Recursive functions

Relevant content from Chapter 6 of Programming in Haskell 2nd Edition

Basic concepts

Many functions can naturally be defined in terms of other functions.

fac :: Int -> Int
fac n = product [1..n]

It is permissible to define functions in terms of themselves, in which case the function is called recursive.

fac :: Int -> Int
fac 0 = 1
fac n = n * fac (n - 1)

The first equation states that the factorial of zero is one, called a base case. Whereas the second equation states that the factorial of any other number is given by the product of that number and the factorial of its predecessor, called a recursive case.

fac 3
= { applying fac }
3 * fac 2
= { applying fac }
3 * (2 * fac 1)
= { applying fac }
3 * (2 * (1 * fac 0))
= { applying fac }
3 * (2 * (1 * 1))
= { applying * }
6

Note that the fac function does not loop forever, because each application decreases the integer argument by one, until it eventually reaches zero, at which point the recursion stops. Returning one as the factorial of zero is appropriate, because one is the identity for multiplication.

1 * x = x
x * 1 = x
-- For any integer x

(*) :: Int -> Int -> Int
m * 0 = 0
m * n = m + (m * (n - 1))


4 * 3
= { applying * }
4 + (4 * 2)
= { applying * }
4 + (4  + (4 * 1))
= { applying * }
4 + (4  + (4 + (4 * 0)))
= { applying * }
4 + (4  + (4 + 0))
= { applying + }
12

Recursion on lists

Recursion is not restricted to functions on integers, but can be used for lists as well.

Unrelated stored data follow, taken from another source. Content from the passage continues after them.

PR #201, opened 2026-03-26
Websocket #1 - feat(websocket): add WebSocket layer for real-time updates

wengkhing:
## Summary

Add optional WebSocket support to monorise for real-time entity updates.

**Philosophy:** HTTP for mutations (reliable), WebSocket for real-time updates (scalable)

## Key Features

- **Initial fetch via HTTP** — Reliable, with pagination
- **Real-time updates via WebSocket** — Live sync when data changes
- **Auto-refetch on reconnect** — Automatically catches up after disconnect

### SST Infrastructure
- Add `webSocket` config option to MonoriseCore
- Lambda handlers: `$connect`, `$disconnect`, `$default`, `broadcast`
- DynamoDB Streams integration for change broadcasting
- Connection/subscription tracking in shared table using `#` separators and `#METADATA#` SK (aligned with entity schema)
- Handler paths use `.monorise/handle.ts` pattern (CoreFactory)

### Core
- WebSocket handlers moved to `packages/core/processors/websocket-processor.ts`
- Unmarshalls DynamoDB stream images before broadcasting
- `ConsistentRead: true` on all broadcast subscriber queries

#### `useEntitySocket(entityType, opts?)`
Fetch initial data via HTTP, subscribe to real-time updates via WebSocket. Returns arrays (consistent with `useEntities`).

#### `useMutualSocket(byEntityType, byEntityId, mutualEntityType, opts?)`
Same pattern for mutual relationships. Returns arrays (consistent with `useMutuals`).

#### `useEphemeralSocket(channel, opts?)`
Non-persisted real-time messages (typing indicators, presence).

### New Package
- `monorise/proxy` — Server-side helpers for proxy routes (e.g., `generateWebSocketTicket()`)

## Usage

```typescript
// 1. Enable in SST config
const core = new monorise.module.Core('app', {
  webSocket: { enabled: true }
})

// 2. Use hooks — same API as useEntities/useMutuals
const { entities } = useEntitySocket(Entity.CHANNEL)
const { mutuals } = useMutualSocket(Entity.CHANNEL, channelId, Entity.MESSAGE)
```

## Follow-up PRs

- #215 — Ticket system for entity feed auth
- #216 — Feed subscription broadcast resolution
- #217 — `useEntityFeed` hook
- #218 — Connection cleanup via R1 GSI
- #219 — Chat example with entity feed

## Test plan

- [ ] Enable WebSocket in SST config, verify API Gateway WebSocket is created
- [ ] Connect via WebSocket, verify connection record in DynamoDB
- [ ] Subscribe to entity type, verify entity changes are broadcasted
- [ ] Subscribe to mutual type, verify mutual changes are broadcasted
- [ ] Test ephemeral messages between two connections
- [ ] Test reconnection and auto-refetch


packages/cli/cli.ts
```diff
@@ -229,6 +229,7 @@ async function generateHandleFile(
   // Detect whether the consumer uses the combined 'monorise' package or scoped '@monorise/*' packages
   const usesCombinedPackage = fs.existsSync(path.join(projectRoot, 'node_modules', 'monorise'));
   const coreImportPath = usesCombinedPackage ? 'monorise/core' : '@monorise/core';
+  const sstImportPath = usesCombinedPackage ? 'monorise/sst' : '@monorise/sst';
```
jyungtong: not used?

packages/sst/index.ts
```diff
@@ -9,3 +9,6 @@ export const monorise = {
     QFunction,
   },
 };
+
+
+
```
jyungtong: empty space?

packages/sst/components/monorise-core.ts
```diff
@@ -149,6 +161,80 @@ export class MonoriseCore {
...
+
+      // Subscribe broadcast handler to DynamoDB Stream
+      this.table.table.subscribe(
+        `${id}-ws-broadcast`,
+        {
+          name: `${$app.stage}-${$app.name}-${id}-ws-broadcast`,
+          handler: `${dotMonorisePath}/handle.wsBroadcast`,
+          runtime,
+          memory: '1024 MB',
+          timeout: '60 seconds',
```
jyungtong: not using args?

packages/sst/handlers/websocket.ts
```diff
@@ -0,0 +1,569 @@
...
+    | 'pong';
+  id: string;
+  payload: unknown;
+}
+
+const getTableName = () => process.env.CORE_TABLE || '';
+
+const getWsEndpoint = () => {
+  const apiId = process.env.WEBSOCKET_API_ID;
+  const region = process.env.AWS_REGION || 'us-east-1';
```
jyungtong: i don't see the [environments passed in](https://github.com/monorist/monorise/blob/3b152178801c2ff5961949828ab5b717fdbbdc4b/packages/sst/components/monorise-core.ts#L174) has AWS_REGION, does that mean it will be all defaulted to `us-east-1`?

packages/sst/handlers/websocket.ts
```diff
@@ -0,0 +1,569 @@
...
+import type {
+  APIGatewayProxyEventV2,
+  APIGatewayProxyResultV2,
+  DynamoDBStreamEvent,
+  DynamoDBStreamHandler,
+} from 'aws-lambda';
+import { nanoid } from 'nanoid';
+
+const dynamodbClient = new DynamoDBClient({});
+const docClient = DynamoDBDocumentClient.from(dynamodbClient);
```
jyungtong: should import from dependencycontainer

packages/cli/cli.ts
wengkhing: Removed in 1063aaa.

packages/sst/index.ts
wengkhing: Cleaned up in 1063aaa.

packages/sst/components/monorise-core.ts
wengkhing: Good catch. Now uses `args.webSocket.handler?.memory` and `args.webSocket.handler?.timeout` with higher defaults (1024 MB / 60s) since broadcast processes DynamoDB streams. Fixed in 1063aaa.

packages/sst/handlers/websocket.ts
wengkhing: `AWS_REGION` is set automatically by Lambda runtime — the fallback is just a safety net. This entire function is replaced in #215 — `getWsEndpoint()` is removed and replaced with `WEBSOCKET_MANAGEMENT_ENDPOINT` env var passed directly from SST.

packages/sst/handlers/websocket.ts
wengkhing: WebSocket handlers are standalone Lambda functions invoked by API Gateway WebSocket, not Hono routes — they don't have access to DependencyContainer. Same pattern as the replication processor which also creates its own DynamoDB client.

jyungtong: TIL

wengkhing: @jyungtong Fixed the dependencycontainer issue, required more effort: https://github.com/monorist/monorise/pull/227

.changeset/happy-shrimps-kick.md
```diff
@@ -0,0 +1,34 @@
+---
+'@monorise/core': major
```
jyungtong: do we need major?

packages/sst/components/monorise-core.ts
```diff
@@ -149,6 +161,80 @@ export class MonoriseCore {
...
+     */
+    if (args?.webSocket?.enabled) {
+      const memory = args.webSocket.handler?.memory ?? '512 MB';
+      const timeout = args.webSocket.handler?.timeout ?? '30 seconds';
+
+      // WebSocket API Gateway
+      this.websocket = new sst.aws.ApiGatewayWebSocket(`${id}-websocket`, {});
+
+      const wsEnvironment = {
+        CORE_TABLE: this.table.table.name,
```
jyungtong, line 175: I understand we practise single table design, however, this websocket table doesn't seems relate to application data, wouldn't it looks like an infra data?

Should we split into Websocket dedicated table?

jyungtong: I also think from troubleshotting pov, we wanted to debug the subscription, but if we continue utilise app table, we can't have a glance straight because it's filled with app data, therefore we have to query with the exact key.

Also from performance pov, if websocket load is higher than app usage, we can tune websocket table dedicatedly.

jyungtong: if something gone wrong with websocket, we can simply delete every items in websocket table without worrying impacting app data. but if it sits in app data, we might not be that confident to run deletion quick, thus have to wait ttl

wengkhing: > I understand we practise single table design, however, this websocket table doesn't seems relate to application data, wouldn't it looks like an infra data?
> 
> Should we split into Websocket dedicated table?

@jyungtong It is related to app data, eg. if you are using monorise to store chat/conversation message, linear-like ticketing system. If we pull out to a different table, aren't it going to make "joining" table difficult? I would like to query all conversation for user A, all stories from epic B etc. It's up to the product whether real-time updates are required.

>  if something gone wrong with websocket, we can simply delete every items in websocket table without worrying impacting app data. but if it sits in app data, we might not be that confident to run deletion quick, thus have to wait ttl

I would treat it like replicator/mutual processor, if websocket is breaking and doesn't work, we shouldn't even be using/publishing it first.

.changeset/happy-shrimps-kick.md
wengkhing: Nice catch, we do not need major. I think my agentic workflow unknowingly treated some change within the same websocket epic as breaking changes. Will change to `minor` instead.

PR #204, opened 2026-03-27
Fix combined package DTS rewriting and CLI monorepo detection

jovanimal:
### Bug 1: DTS import rewriting misses @monorise/* references (build.js)

  The regex in build.js failed to rewrite all @monorise/* imports to relative paths in.d.ts files due to:
  1. .test() advancing global regex lastIndex before .replace(), skipping the first match
  2. Only matching single-quoted patterns — missing import("@monorise/base") (double
  quotes)

  Fix: Direct .replace() calls for both quote styles, simple string comparison for change
  detection.

### Bug 2: CLI fails to detect combined package in monorepos (cli.ts)

  The CLI checked projectRoot/node_modules/monorise to detect the combined package, but in workspaces dependencies are hoisted to root node_modules/. This caused wrong import paths in handle.ts and TS2664 errors from invalid module augmentation blocks.

  Fix: Added detectCombinedPackage() that walks up the directory tree (mirroring Node.js resolution). The CLI now generates only the relevant module augmentation based on detection — monorise/base for combined, @monorise/base for scoped.
  
  
image

### DIFF
--- a/.changeset/fix-combined-package-dts-and-cli.md
+++ b/.changeset/fix-combined-package-dts-and-cli.md
@@ -1,0 +1,9 @@
+---
+"@monorise/cli": patch
+"monorise": patch
+---
+
+Fix combined package DTS rewriting and CLI monorepo detection
+
+- build.js: Fix regex that missed rewriting some `@monorise/*` imports in `.d.ts` files (global regex `lastIndex` bug + missing double-quote patterns)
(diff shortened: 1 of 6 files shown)


jovanimal:
am merging it for now because it's breaking the build when i use the combined package `0.0.4`, let me know if it's not the case for you.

prodcut :: Num a => [a] -> a
product [] = 1
product (n:ns) = n * product ns

The first equation states that the product of the empty lists of number is one. Whereas the second equation states that the product of a non-empty lists is given by multiplying the first number and the product of the remaining list.

product [2, 3, 4]
= { applying product }
2 * product [3, 4]
= { applying product }
2 * (3 * product [4])
= { applying product }
2 * (3 * (4 * product []))
= { applying product }
2 * (3 * (4 * 1))
= { applying * }
24

Recall that lists are actually constructed one element at a time using the cons operator.

length :: [a] -> Int
length [] = 0
length (_:xs) = 1 + length xs

The length of the empty list is zero, and the length of any non-empty list is 1 in addition to the length of its tail. Note that the use of the wildcard pattern _ in the recursive case, which reflects the fact that calculating the length of a list does not depend upon the values of its elements.

reverse :: [a] -> [a]
reverse [] = []
reverse (x:xs) = reverse xs ++ [x]

The reverse of the empty list is simply the empty list, and the reverse of a non-empty list is given by appending ++ the reverse of its tail and a singleton list compromising the head of the list.

reverse [1, 2, 3]
= { applying reverse }
reverse [2, 3] ++ [1]
= { applying reverse }
(reverse [3] ++ [2])++ [1]
= { applying reverse }
((reverse [] ++ [3]) ++ [2])++ [1]
= { applying reverse }
(([] ++ [3]) ++ [2])++ [1]
= { applying * }
[3, 2, 1]

The append operator ++ can itself be defined using recursion on its first argument.

(++) :: [a] -> [a] -> [a]
[] ++ ys = ys
(x:xs) ++ ys = x : (xs ++ ys)

[1, 2, 3] ++ [4, 5]
= { applying ++ }
1 : ([2, 3] ++ [4, 5])
= { applying ++ }
1 : (2 : ([3] ++ [4, 5]))
= { applying ++ }
1 : (2 : (3 : ([] ++ [4, 5])))
= { applying ++ }
1 : (2 : (3 : [4, 5]))
= { applying ++ }
[1, 2, 3, 4, 5]

The recursive definition for ++ formalizes the idea that two lists can be appended by copying elements from the first list until it is exhausted, at which point the second list is joined on at the end.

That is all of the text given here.